Your goal:
Which lines of the entries below run from the one holding "PR #770, opened 2021-12-20" to the one holding "As @kba pointed", inclusive? Set down exactly those lines and no others.

[Stored data]
#####

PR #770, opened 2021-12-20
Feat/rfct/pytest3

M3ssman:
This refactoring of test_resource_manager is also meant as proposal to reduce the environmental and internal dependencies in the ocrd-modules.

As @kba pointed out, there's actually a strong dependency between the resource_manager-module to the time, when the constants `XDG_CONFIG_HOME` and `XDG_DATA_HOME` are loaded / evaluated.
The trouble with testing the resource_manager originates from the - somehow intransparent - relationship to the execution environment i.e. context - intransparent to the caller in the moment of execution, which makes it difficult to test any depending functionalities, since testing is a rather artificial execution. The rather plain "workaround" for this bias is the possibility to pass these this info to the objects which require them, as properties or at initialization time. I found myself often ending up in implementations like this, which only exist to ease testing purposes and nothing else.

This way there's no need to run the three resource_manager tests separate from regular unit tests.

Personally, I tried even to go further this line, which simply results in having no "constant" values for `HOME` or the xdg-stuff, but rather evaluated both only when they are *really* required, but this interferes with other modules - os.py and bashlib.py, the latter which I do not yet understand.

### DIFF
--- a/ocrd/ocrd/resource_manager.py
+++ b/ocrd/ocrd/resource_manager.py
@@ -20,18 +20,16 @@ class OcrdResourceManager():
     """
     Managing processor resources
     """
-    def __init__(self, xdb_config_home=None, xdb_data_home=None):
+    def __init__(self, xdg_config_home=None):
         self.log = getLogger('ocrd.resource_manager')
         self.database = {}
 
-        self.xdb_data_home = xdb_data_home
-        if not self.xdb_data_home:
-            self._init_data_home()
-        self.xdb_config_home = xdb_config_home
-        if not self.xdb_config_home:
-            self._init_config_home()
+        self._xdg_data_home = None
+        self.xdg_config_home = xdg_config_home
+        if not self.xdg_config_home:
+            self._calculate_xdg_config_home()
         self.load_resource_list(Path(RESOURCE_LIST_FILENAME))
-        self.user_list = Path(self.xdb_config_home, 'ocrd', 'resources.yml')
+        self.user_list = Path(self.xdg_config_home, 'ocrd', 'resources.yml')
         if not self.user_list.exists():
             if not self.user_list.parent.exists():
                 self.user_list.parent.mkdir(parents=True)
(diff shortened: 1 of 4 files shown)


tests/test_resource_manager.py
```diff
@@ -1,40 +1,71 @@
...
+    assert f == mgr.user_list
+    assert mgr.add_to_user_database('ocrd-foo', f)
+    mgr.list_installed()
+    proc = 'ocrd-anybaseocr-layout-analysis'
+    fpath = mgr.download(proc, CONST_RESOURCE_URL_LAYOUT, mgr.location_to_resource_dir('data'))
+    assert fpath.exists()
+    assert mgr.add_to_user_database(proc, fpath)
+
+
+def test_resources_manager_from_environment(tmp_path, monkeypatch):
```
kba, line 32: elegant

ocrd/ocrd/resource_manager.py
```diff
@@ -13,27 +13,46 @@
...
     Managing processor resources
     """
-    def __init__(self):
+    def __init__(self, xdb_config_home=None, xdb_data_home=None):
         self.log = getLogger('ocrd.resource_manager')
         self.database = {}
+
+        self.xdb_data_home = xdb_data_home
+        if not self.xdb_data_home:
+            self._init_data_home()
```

#####

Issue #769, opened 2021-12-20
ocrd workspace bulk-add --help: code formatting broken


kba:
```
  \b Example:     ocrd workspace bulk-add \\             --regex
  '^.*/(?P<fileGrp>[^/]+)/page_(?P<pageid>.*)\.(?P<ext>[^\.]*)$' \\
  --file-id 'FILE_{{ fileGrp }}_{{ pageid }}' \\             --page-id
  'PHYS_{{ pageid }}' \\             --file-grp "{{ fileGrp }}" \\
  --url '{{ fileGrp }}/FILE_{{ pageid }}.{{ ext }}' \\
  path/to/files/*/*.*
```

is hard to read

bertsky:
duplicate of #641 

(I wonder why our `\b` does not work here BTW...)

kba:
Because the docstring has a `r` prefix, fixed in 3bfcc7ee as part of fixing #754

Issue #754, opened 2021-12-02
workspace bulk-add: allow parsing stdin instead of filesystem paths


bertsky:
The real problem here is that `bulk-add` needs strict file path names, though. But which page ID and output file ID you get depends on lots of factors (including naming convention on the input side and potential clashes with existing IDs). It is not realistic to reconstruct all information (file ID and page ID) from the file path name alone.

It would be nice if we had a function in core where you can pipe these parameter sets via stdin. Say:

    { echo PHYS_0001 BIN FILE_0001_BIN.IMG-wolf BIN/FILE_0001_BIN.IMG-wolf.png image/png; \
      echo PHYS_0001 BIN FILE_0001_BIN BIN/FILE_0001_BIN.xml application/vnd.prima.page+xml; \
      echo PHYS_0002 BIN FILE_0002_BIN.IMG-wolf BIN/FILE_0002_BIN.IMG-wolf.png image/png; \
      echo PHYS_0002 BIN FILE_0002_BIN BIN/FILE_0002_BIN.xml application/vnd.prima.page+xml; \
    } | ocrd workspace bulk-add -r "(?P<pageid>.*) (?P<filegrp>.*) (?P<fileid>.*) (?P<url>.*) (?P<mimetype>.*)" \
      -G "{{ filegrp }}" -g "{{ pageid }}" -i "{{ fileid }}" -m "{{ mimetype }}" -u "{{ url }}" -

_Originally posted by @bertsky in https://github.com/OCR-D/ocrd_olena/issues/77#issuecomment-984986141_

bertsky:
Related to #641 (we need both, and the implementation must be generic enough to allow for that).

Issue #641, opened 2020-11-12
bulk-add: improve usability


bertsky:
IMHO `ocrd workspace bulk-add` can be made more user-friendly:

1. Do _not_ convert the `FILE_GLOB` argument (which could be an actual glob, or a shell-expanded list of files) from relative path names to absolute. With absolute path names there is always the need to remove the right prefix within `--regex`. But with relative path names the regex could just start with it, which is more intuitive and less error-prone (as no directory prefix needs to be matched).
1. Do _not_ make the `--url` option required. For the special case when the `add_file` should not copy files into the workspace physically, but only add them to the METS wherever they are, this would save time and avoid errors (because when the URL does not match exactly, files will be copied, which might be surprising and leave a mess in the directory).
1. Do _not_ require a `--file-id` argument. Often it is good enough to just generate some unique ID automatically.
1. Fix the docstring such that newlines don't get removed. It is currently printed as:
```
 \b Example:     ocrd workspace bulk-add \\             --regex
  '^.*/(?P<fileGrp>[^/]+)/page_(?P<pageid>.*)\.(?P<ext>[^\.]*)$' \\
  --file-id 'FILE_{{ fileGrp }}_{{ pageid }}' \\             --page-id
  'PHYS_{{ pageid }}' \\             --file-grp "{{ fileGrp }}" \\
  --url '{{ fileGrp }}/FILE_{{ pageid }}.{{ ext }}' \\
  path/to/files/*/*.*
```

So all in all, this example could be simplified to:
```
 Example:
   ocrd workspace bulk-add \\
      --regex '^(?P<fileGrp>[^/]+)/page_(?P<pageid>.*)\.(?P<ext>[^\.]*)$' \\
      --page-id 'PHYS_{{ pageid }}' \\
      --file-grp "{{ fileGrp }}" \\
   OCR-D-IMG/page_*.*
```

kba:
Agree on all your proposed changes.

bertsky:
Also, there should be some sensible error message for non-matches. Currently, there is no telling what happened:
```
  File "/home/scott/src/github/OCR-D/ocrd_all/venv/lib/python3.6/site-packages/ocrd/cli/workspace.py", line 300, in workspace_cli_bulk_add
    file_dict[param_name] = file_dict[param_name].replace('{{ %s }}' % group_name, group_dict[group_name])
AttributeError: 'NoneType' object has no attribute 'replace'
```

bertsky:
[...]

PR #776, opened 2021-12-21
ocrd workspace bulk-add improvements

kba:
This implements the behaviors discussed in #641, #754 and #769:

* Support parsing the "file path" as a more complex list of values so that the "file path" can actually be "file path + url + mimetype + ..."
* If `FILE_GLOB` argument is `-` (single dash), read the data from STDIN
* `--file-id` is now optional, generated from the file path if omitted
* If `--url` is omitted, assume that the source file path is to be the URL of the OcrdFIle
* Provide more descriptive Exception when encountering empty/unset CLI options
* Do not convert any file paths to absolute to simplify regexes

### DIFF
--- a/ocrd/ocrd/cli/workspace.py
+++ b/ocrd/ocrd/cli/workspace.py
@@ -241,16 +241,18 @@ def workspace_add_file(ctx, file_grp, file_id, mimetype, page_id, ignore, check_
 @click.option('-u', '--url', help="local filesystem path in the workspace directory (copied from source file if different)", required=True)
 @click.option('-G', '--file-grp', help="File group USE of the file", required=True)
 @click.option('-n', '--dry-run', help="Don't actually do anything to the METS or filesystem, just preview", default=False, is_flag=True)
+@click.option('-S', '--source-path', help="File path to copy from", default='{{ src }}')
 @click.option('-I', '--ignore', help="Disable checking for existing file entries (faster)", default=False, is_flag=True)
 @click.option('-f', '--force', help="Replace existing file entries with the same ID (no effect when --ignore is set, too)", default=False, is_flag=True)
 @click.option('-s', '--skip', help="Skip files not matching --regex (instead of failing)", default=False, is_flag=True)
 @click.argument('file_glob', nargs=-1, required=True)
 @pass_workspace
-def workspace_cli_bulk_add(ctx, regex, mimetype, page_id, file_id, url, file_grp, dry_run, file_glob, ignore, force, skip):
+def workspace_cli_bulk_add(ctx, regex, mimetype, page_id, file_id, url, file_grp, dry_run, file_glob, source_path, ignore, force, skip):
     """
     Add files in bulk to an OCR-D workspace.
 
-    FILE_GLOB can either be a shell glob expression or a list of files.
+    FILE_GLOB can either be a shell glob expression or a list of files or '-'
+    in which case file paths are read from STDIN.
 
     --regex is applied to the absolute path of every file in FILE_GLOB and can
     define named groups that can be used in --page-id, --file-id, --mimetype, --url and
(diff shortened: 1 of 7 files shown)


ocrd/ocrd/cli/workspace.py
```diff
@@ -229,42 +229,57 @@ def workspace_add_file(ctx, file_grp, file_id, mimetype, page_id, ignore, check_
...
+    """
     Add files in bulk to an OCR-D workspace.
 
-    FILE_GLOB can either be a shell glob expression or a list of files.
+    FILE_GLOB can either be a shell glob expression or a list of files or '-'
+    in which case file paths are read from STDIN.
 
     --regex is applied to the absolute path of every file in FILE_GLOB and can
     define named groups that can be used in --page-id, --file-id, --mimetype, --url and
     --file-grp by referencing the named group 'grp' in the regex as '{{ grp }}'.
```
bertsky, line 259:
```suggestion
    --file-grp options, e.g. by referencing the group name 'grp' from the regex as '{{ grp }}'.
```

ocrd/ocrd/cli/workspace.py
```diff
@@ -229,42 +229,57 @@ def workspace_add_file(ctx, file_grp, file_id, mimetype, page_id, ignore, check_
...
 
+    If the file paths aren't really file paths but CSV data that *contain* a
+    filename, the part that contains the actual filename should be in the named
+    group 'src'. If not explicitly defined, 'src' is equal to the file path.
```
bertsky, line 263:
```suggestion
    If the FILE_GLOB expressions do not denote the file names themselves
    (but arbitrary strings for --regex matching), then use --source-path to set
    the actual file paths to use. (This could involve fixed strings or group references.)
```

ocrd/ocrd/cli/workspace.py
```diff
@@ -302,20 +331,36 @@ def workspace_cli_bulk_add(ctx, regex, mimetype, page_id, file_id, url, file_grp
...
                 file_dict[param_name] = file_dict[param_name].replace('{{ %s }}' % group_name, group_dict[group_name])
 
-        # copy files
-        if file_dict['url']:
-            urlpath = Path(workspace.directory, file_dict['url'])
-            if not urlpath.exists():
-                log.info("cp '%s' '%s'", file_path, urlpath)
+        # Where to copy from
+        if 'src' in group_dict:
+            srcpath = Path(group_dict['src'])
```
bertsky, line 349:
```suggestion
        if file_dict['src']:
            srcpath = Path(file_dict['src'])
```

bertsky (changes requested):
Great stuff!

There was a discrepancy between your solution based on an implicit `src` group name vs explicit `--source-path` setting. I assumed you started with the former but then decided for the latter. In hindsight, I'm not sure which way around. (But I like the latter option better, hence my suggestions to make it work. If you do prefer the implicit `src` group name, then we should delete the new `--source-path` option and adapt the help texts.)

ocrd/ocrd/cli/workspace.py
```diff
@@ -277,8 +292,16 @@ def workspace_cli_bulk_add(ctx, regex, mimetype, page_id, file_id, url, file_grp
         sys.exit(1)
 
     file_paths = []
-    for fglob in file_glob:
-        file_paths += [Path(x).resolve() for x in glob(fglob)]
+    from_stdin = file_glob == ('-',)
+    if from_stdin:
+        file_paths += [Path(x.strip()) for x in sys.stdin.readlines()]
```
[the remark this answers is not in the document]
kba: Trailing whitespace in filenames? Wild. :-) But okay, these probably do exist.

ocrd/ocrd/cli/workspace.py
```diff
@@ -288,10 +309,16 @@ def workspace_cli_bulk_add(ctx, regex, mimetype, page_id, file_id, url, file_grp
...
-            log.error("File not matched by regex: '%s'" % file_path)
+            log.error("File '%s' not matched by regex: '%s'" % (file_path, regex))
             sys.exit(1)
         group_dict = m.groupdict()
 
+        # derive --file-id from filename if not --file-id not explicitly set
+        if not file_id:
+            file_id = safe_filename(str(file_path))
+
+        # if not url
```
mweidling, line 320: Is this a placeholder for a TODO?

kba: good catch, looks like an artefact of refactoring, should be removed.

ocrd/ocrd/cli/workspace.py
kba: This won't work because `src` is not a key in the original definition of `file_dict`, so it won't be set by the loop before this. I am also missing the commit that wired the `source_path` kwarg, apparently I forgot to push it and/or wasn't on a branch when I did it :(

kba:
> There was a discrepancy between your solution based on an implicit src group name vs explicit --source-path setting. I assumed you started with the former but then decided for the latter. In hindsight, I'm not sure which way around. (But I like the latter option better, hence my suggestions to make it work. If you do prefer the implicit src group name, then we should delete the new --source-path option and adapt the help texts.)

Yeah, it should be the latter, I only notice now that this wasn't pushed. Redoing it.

#####

Your solution:
PR #770, opened 2021-12-20
Feat/rfct/pytest3

M3ssman:
This refactoring of test_resource_manager is also meant as proposal to reduce the environmental and internal dependencies in the ocrd-modules.

As @kba pointed out, there's actually a strong dependency between the resource_manager-module to the time, when the constants `XDG_CONFIG_HOME` and `XDG_DATA_HOME` are loaded / evaluated.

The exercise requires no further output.